EXTRACTED MATERIAL
---+---
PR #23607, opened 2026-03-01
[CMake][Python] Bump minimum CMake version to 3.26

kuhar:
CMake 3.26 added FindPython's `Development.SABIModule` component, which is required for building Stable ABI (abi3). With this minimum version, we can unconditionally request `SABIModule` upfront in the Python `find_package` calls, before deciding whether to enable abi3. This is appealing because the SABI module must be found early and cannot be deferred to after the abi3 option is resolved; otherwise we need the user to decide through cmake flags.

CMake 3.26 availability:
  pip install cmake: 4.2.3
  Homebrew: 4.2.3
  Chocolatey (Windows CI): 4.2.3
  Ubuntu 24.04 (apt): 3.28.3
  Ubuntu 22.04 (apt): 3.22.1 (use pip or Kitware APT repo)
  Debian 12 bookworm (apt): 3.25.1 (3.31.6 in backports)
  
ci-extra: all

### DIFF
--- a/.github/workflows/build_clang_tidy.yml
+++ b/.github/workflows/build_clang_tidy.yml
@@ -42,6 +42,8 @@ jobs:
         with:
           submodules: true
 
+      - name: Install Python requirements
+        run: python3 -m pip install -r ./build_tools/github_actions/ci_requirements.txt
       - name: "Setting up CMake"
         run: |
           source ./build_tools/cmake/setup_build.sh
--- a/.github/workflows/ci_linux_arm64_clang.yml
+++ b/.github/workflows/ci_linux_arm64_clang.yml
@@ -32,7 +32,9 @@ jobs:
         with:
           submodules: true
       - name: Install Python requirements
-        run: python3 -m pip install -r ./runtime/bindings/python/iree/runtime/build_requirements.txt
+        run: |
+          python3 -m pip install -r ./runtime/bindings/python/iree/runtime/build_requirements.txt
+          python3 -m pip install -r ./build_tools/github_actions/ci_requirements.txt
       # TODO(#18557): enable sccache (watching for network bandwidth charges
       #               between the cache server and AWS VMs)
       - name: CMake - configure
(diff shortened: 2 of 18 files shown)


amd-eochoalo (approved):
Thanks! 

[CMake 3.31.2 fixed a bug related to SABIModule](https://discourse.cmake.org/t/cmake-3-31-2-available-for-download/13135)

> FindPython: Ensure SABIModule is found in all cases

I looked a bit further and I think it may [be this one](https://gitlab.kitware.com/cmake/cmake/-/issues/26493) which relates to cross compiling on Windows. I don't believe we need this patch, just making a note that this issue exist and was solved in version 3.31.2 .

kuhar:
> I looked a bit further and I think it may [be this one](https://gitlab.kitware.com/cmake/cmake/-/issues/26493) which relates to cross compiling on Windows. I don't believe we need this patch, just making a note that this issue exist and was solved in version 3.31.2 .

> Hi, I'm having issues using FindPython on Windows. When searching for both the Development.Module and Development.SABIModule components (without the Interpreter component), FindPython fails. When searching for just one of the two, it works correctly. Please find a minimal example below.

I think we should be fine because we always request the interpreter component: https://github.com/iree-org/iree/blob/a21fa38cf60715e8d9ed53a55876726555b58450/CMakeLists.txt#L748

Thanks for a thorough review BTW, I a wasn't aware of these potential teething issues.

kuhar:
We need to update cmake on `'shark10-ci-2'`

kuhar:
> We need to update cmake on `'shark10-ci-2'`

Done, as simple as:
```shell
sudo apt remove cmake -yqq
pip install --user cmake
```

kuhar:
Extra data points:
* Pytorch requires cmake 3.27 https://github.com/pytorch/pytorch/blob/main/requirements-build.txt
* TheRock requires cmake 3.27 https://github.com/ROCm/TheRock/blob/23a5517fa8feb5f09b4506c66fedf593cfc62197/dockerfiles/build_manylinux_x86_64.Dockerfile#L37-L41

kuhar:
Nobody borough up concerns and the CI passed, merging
---+---
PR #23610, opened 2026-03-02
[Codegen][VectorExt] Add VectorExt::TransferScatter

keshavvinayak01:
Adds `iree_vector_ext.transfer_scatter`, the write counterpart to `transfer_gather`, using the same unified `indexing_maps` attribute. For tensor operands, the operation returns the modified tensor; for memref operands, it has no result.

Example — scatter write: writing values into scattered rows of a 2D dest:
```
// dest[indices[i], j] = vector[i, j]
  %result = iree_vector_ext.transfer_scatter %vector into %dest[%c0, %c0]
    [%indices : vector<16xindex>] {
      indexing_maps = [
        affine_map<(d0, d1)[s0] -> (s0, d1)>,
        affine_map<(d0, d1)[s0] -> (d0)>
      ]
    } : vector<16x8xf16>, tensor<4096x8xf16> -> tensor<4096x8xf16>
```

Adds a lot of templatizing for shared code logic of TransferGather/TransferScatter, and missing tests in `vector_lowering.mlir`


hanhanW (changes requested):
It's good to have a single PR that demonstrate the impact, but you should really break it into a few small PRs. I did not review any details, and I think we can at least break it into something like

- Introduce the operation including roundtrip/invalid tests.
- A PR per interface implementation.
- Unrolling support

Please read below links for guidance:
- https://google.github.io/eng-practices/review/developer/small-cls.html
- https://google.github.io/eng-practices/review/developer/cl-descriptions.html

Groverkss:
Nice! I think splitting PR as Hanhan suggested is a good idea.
---+---
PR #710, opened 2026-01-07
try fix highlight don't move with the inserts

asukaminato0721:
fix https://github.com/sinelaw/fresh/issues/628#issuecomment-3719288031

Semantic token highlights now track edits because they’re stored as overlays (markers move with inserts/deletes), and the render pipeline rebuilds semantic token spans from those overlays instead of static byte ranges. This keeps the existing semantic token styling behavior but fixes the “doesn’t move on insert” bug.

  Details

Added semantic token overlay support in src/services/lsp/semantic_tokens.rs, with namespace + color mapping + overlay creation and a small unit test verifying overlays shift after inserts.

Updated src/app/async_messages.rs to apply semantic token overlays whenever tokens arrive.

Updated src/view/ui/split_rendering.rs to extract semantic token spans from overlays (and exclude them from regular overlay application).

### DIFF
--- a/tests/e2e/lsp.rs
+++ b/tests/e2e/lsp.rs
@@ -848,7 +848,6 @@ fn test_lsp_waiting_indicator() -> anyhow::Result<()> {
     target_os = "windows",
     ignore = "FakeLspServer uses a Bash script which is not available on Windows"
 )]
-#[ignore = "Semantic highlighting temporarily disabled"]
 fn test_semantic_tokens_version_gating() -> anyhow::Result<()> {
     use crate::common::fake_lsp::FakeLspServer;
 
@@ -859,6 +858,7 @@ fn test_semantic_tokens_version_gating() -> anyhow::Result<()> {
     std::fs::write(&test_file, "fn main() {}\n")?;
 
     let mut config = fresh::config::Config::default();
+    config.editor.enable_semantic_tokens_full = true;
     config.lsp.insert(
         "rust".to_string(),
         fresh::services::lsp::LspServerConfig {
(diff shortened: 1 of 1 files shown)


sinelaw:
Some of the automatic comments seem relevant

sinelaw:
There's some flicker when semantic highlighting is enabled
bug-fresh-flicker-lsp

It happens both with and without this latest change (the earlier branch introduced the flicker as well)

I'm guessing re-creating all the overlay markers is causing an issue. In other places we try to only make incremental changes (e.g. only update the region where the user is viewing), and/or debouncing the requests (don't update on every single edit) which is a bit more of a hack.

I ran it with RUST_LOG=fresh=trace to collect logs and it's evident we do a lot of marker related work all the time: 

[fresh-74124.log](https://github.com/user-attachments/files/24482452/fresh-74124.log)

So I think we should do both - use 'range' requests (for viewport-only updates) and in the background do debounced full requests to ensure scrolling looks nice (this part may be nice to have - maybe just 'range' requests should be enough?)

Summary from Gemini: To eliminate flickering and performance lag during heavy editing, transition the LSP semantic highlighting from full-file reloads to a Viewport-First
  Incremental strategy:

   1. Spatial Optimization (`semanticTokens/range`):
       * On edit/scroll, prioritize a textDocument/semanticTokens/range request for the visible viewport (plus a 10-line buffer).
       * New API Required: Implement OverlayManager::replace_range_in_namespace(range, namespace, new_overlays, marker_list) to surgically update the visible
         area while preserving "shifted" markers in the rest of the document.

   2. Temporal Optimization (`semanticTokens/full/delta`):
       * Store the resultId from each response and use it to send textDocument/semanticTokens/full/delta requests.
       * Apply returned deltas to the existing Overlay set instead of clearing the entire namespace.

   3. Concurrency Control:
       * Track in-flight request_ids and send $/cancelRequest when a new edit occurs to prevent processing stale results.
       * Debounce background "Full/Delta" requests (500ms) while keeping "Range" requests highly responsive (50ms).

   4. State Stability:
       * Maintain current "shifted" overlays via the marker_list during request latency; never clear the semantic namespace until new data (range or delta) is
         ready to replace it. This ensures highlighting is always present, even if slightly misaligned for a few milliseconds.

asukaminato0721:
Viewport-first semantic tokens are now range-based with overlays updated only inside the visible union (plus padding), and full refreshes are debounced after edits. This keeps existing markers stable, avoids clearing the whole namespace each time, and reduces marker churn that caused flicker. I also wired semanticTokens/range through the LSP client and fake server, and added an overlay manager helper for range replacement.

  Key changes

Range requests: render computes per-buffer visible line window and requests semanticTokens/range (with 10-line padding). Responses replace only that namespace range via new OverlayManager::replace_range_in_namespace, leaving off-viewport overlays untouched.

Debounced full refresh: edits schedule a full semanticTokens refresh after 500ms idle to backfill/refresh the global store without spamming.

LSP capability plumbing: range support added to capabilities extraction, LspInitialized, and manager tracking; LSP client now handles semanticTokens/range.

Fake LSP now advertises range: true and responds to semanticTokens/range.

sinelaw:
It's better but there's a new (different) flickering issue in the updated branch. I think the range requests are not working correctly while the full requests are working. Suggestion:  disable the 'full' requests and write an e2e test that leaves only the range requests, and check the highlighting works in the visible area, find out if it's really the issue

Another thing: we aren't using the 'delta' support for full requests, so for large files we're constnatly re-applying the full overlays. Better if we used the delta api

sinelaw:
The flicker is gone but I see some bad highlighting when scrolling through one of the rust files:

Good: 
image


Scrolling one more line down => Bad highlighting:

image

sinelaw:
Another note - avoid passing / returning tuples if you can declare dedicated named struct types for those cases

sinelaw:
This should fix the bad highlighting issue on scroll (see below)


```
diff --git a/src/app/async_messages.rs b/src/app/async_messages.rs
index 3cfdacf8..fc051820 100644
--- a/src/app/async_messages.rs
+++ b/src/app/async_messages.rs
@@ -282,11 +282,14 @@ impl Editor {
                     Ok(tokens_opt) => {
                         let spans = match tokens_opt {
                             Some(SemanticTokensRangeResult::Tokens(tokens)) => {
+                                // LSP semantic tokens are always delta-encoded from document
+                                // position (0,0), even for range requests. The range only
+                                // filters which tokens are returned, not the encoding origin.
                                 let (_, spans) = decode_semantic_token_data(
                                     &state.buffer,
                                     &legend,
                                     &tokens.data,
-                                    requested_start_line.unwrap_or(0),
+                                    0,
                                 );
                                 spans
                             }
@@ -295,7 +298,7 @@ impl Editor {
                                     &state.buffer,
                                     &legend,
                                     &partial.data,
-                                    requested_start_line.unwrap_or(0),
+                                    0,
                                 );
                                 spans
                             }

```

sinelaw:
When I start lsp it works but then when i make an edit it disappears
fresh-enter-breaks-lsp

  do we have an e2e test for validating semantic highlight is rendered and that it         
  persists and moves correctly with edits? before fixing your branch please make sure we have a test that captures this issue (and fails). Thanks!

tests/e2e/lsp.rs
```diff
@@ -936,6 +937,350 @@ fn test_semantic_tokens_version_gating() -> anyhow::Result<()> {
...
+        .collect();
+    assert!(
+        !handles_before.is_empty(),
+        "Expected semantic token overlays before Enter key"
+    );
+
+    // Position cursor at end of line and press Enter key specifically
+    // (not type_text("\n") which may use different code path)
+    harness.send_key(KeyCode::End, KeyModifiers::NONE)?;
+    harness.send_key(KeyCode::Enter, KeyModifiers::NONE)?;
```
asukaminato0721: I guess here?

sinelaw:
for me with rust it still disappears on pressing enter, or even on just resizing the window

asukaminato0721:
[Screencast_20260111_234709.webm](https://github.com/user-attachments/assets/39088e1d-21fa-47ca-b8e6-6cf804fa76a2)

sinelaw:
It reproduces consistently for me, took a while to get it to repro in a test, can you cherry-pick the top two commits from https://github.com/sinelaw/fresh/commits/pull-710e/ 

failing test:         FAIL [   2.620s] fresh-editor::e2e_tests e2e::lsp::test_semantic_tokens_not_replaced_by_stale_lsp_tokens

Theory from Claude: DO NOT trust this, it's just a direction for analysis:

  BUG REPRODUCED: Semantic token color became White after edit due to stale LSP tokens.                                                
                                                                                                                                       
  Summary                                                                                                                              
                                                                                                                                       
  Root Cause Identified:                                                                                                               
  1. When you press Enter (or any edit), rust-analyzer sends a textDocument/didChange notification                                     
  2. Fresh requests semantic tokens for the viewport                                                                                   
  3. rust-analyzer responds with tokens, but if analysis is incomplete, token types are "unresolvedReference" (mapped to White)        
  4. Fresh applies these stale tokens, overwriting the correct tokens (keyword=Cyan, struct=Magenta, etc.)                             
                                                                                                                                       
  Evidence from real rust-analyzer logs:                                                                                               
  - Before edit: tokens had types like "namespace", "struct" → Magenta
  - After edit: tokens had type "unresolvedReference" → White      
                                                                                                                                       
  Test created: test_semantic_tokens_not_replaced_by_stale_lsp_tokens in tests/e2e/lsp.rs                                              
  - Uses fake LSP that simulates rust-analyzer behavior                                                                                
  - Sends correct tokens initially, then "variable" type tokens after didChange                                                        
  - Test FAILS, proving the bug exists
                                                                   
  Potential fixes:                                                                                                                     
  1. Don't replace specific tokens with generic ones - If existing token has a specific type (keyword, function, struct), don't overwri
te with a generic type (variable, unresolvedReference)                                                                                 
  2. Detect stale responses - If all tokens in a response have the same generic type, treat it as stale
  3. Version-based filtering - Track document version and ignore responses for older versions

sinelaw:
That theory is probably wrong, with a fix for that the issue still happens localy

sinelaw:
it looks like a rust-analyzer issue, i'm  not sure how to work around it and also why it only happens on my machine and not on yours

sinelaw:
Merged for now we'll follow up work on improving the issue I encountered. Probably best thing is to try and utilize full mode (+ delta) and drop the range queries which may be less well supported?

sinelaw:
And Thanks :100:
---+---
YOUR GOAL
For this exercise, output exactly the lines above from the line with "- Before edit: tokens" to the line with "- After edit: tokens", counting both, and leave out the rest.

EXERCISE ANSWER
  - Before edit: tokens had types like "namespace", "struct" → Magenta
  - After edit: tokens had type "unresolvedReference" → White      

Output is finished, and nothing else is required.